Through numerical simulations, we quantitatively examined the impact of ADE on the virus dynamics of both DENV and ZIKV when an individual is coinfected with the two viruses. In the current study, we considered two types of co-infection, i.e. simultaneous co-infection and subsequent co-infection. As for the case of simultaneous co-infection, we predict that the increment of the peak viral load induced by ADE is very small compared with sharp increase in the secondary infection. This means that the pre-existence of immunity to one virus is the determinant of the high-level ADE effect, which also indicates that the ADE effect may have a greater influence on the second virus during the subsequent co-infection.

Furthermore, we assumed that an individual was firstly infected with ZIKV and subsequently infected with DENV with a delay by a magnitude of several days, called the IFI between the two viruses. We found that in the absence of ADE between the two viruses, as the IFI increases, the peak viral load of the second virus decreases with a later peak time. Meanwhile, we found that there is little impact on the initial virus without ADE effect. This leads to the observation that subsequent co-infection is less damaging to the host compared with the simultaneous co-infection in the absence of ADE. However, if we include ADE, our simulations predict that the subsequent co-infection can result in a significant increment of the peak viral load of the second virus (DENV) with an earlier peak time. Moreover, owing to ADE, there can be a prolonged time period of the high level of viral loads or a second peak viral load for the initial virus (ZIKV). Therefore, we predict that owing to the ADE effect, the subsequent co-infection is more damaging to the host compared with the simultaneous co-infection.

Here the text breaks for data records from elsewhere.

PR #2624, opened 2026-08-11
feat(start_info): add `StartInfo::modules`

mkroening:
This adds support for a start info impl to communicate physically loaded modules such as the initramfs.

Depends on https://github.com/hermit-os/kernel/pull/2625.

### DIFF
--- a/src/env/start_info/hermit_entry.rs
+++ b/src/env/start_info/hermit_entry.rs
@@ -4,7 +4,7 @@ use core::num::NonZero;
 use hermit_entry::boot_info::{BootInfo, RawBootInfo};
 use hermit_sync::OnceCell;
 
-use super::{FdtStartInfo, StartInfo};
+use super::{FdtStartInfo, Module, StartInfo};
 
 static START_INFO: OnceCell<BootInfo> = OnceCell::new();
 
@@ -47,6 +47,26 @@ unsafe impl StartInfo for BootInfo {
 			.starting_address
 			.addr();
 		NonZero::new(rsdp)
+	}
+
+	fn modules(&self) -> impl Iterator<Item = Module> {
+		fn initrd(fdt: fdt::Fdt<'_>) -> Option<Module> {
+			let chosen = fdt.find_node("/chosen")?;
+
+			let start = chosen.property("linux,initrd-start")?;
+			let end = chosen.property("linux,initrd-end")?;
+
+			let start = start.as_usize()?;
+			let end = end.as_usize()?;
+			let len = end.checked_sub(start)?;
+
+			// SAFETY: The bootloader guarantees the addresses to be valid.
+			let module = unsafe { Module::new(start, len) };
+
+			Some(module)
+		}
+
+		self.fdt().and_then(initrd).into_iter()
 	}
 }
 
--- a/src/env/start_info/mod.rs
+++ b/src/env/start_info/mod.rs
@@ -1,17 +1,16 @@
-#[cfg(feature = "hermit-entry")]
-mod hermit_entry;
-
-#[cfg(feature = "hermit-entry")]
-pub use hermit_entry::*;
-
-#[cfg(not(feature = "hermit-entry"))]
-mod unsupported;
+cfg_select! {
+	feature = "hermit-entry" => {
+		mod hermit_entry;
+		pub use self::hermit_entry::*;
+	}
+	_ => {
+		mod unsupported;
+		pub use self::unsupported::*;
+	}
+}
 
 use core::fmt;
 use core::num::NonZero;
-
-#[cfg(not(feature = "hermit-entry"))]
-pub use unsupported::*;
 
 pub unsafe trait StartInfo {
 	fn display(&self) -> impl fmt::Display {
--- a/src/env/start_info/mod.rs
+++ b/src/env/start_info/mod.rs
@@ -9,12 +9,22 @@ cfg_select! {
 	}
 }
 
-use core::fmt;
+mod module;
+
 use core::num::NonZero;
+use core::{fmt, iter};
+
+pub use self::module::Module;
 
 pub unsafe trait StartInfo {
 	fn display(&self) -> impl fmt::Display {
 		fmt::from_fn(|f| f.write_str("StartInfo::display not implemented"))
+	}
+
+	/// Returns the modules passed to the kernel at start.
+	#[cfg_attr(not(feature = "hermit-entry"), expect(dead_code))]
+	fn modules(&self) -> impl Iterator<Item = Module> {
+		iter::empty()
 	}
 
 	fn bootargs(&self) -> Option<&str> {
--- a/src/env/start_info/module.rs
+++ b/src/env/start_info/module.rs
@@ -1,0 +1,62 @@
+use core::{ptr, slice};
+
+use free_list::PageRange;
+
+use crate::page_range_ext::PageRangeExt;
+
+/// A module that is passed to the kernel at start.
+///
+/// This blob is loaded into physical memory by the bootloader or VMM and is described via the start info.
+///
+/// Examples of modules:
+/// - an initramfs
+/// - another kernel image
+///
+/// This type can be thought of as a physical-memory version of `&'static [u8]`.
+#[derive(Clone, Copy, Debug)]
+pub struct Module {
+	phys_addr: usize,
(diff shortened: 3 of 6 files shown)


src/env/start_info/mod.rs
```diff
@@ -61,3 +75,10 @@ pub trait UhyveStartInfo: FdtStartInfo {
 	#[cfg_attr(not(all(target_arch = "x86_64", feature = "smp")), expect(unused))]
 	fn uhyve_num_cpus(&self) -> Option<NonZero<usize>>;
 }
+
+#[expect(dead_code)]
+#[derive(Clone, Copy, Debug)]
+pub struct ModuleAddr {
```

It should be mentioned that the simplifying assumptions of our mathematical models result in a number of limitations. In the current study, we only included the immune response induced by antibodies. In reality, the immune response should be much more complex, and multiple immune cells, such as the T-cells and natural killer cells can play important roles in virus clearance [40]. We examined and predicted the impact of ADE on the viral dynamics of both DENV and ZIKV in the case of co-infection, however, the parameters of our co-infection model (i.e. model (2.4)) were not inferred from fitting experimental or clinical co-infection data. Instead, we used parameters inferred from fitting the data in the primary and secondary infection of DENV only. The study will benefit from future co-infection experiments. Despite these limitations, we believe that our study provides a solid qualitative framework for understanding the impact of the ADE effect between DENV and ZIKV on their virus dynamics, and hence, on the onset of severe disease.

In summary, we examined the impact of ADE and ADN effect between DENV and ZIKV on the onset of severe disease by peak viral load using mathematical models. We calibrated the model using the available data and our analyses are qualitatively in agreement with the experimental study, that the peak viral loads of the primary DENV infection is much more gradual compared with the secondary DENV infection with a primary ZIKV infection. Our numerical simulations predict that pre-existing immunity to ZIKV is the determinant of a high level of ADE effect to the secondary infection or the subsequent co-infection of DENV. Owing to the ADE effect, a subsequent co-infection can induce greater damage to the host with a higher peak viral load and a much earlier peak time for the second virus.